2.2.3 Proof of negligence and res ipsa loquitur

1 Normally the burden of proof is on the claimant, who has the hard task of collecting evidence.

2 This can be relaxed in two instances:

a) for criminal convictions under s 11 Civil Evidence Act 1968;

b) if the plea of res ipsa loquitur is raised.

3 Literally translated this means ‘the thing speaks for itself’.

4 Succeeding with the plea means burden of proof is reversed.

5 However, Wilsher (1987) suggests that it merely raises a refutable presumption of negligence.

6 It is narrowly construed for fairness – the facts must conform to the criteria in Scott v London & St Katherine Docks (1865).

7 There are three essential requirements for the plea to succeed.

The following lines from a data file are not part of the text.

PR #315, opened 2016-05-06
Remove redundant parent views

veyndan:
Three of the xml layouts were wrapped in `LinearLayout`s, where they were only wrapping one view, hence making them redundant.

### DIFF
--- a/src/main/java/org/quantumbadger/redreader/activities/MainActivity.java
+++ b/src/main/java/org/quantumbadger/redreader/activities/MainActivity.java
@@ -28,10 +28,13 @@ import android.os.Bundle;
 import android.preference.PreferenceManager;
 import android.text.Editable;
 import android.text.TextWatcher;
-import android.view.*;
+import android.view.Menu;
+import android.view.MenuItem;
+import android.view.View;
+import android.view.WindowManager;
 import android.widget.EditText;
 import android.widget.FrameLayout;
-import android.widget.LinearLayout;
+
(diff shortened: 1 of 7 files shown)


src/main/java/org/quantumbadger/redreader/activities/MainActivity.java
```diff
@@ -247,10 +260,7 @@ public void onSelected(final @MainMenuFragment.MainMenuAction int type, final St
 			case MainMenuFragment.MENU_MENU_ACTION_CUSTOM: {
 
 				final AlertDialog.Builder alertBuilder = new AlertDialog.Builder(this);
-				final LinearLayout layout = (LinearLayout) getLayoutInflater().inflate(R.layout.dialog_editbox, null);
-				final EditText editText = (EditText)layout.findViewById(R.id.dialog_editbox_edittext);
-
-				editText.requestFocus();
```
QuantumBadger: Were these `requestFocus()` calls supposed to be removed?

veyndan: I set `<requestFocus />` via xml instead as every time this `EditText` was referenced, `requestFocus()` was being called, so doing it via xml is more explicit.

QuantumBadger: Awesome, thanks! I'll go ahead and merge this.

a) At all material times the thing causing injury or damage must have been in defendant’s control. Compare Gee v Metropolitan Railway Co (1873) with Easson v London and North Eastern Railway (1944).

b) The incident has no obvious alternative explanation (Barkway v South Wales Transport Co Ltd (1950)).

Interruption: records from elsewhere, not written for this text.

PR #316, opened 2016-05-07
String plurals and string format

veyndan:
Convert some of the strings to use string format in xml and use plurals in xml rather than via code. Though the legitimacy of the translation stays unchanged, people who wish to translate the app will have a significantly easier job. Also lint seems to help with plurals indicating which languages need more quantity strings for their language, e.g. Czech is said to require a quantity string for "few". I updated all the ones that I could find, but as strings.xml is quite large (as expected), I may have missed some when looking through.

It also appears that the commits from the previous PR is here. I pushed this onto a different branch, but I think it is because I worked on the views in the main branch. I'll remember to push both of these on separate branches next time. Sorry about that. At least it is better than the last PR haha


veyndan:
It appears that this branch has now got conflicts, probably due to the reason stated in the last paragraph of the previous post. Do you want me to close this and just send a new PR?

QuantumBadger:
It looks like this won't merge in cleanly because the first three commits (from the other PR) have been squashed into one by Github. I can fix it on my end if you want, or if you'd like to do it locally it's:

    git remote add quantumbadger https://github.com/QuantumBadger/RedReader.git
    git fetch quantumbadger
    git checkout string
    git rebase -i quantumbadger/master

While in the above interactive rebase, delete the first three commits, and then save (`ZZ` in vim).

    git push -f

Let me know if you'd like me to do it on my end :)

QuantumBadger:
Ah, just saw your comment. Either way is fine :)

veyndan:
I think that's it, and thanks for the help. I think I need to hone down on my git skills a bit more

QuantumBadger:
No problem -- all looks good now, thanks!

c) The accident is of a type which would not occur if proper care was shown so is of a type commonly caused by negligence (Scott v London & St Katherine Docks (1865); Mahon v Osborne (1939); and Ward v Tesco Stores (1976)).

8 It is debatable whether res ipsa loquitur applies in medical negligence but it is often pleaded because of a difficulty in gaining evidence.

9 However, it has been rejected by both the courts and Pearson because of fear of escalating claims and insurance premiums.

2.2.4 Strict liability in negligence

1 Res ipsa loquitur formerly applied to foreign bodies in food.

2 Consumer Protection Act (1987) was introduced to comply with EU directives.

It introduced strict liability on anyone in the distribution chain where the consumer suffers harm.

Fault liability was removed, but causation is still required.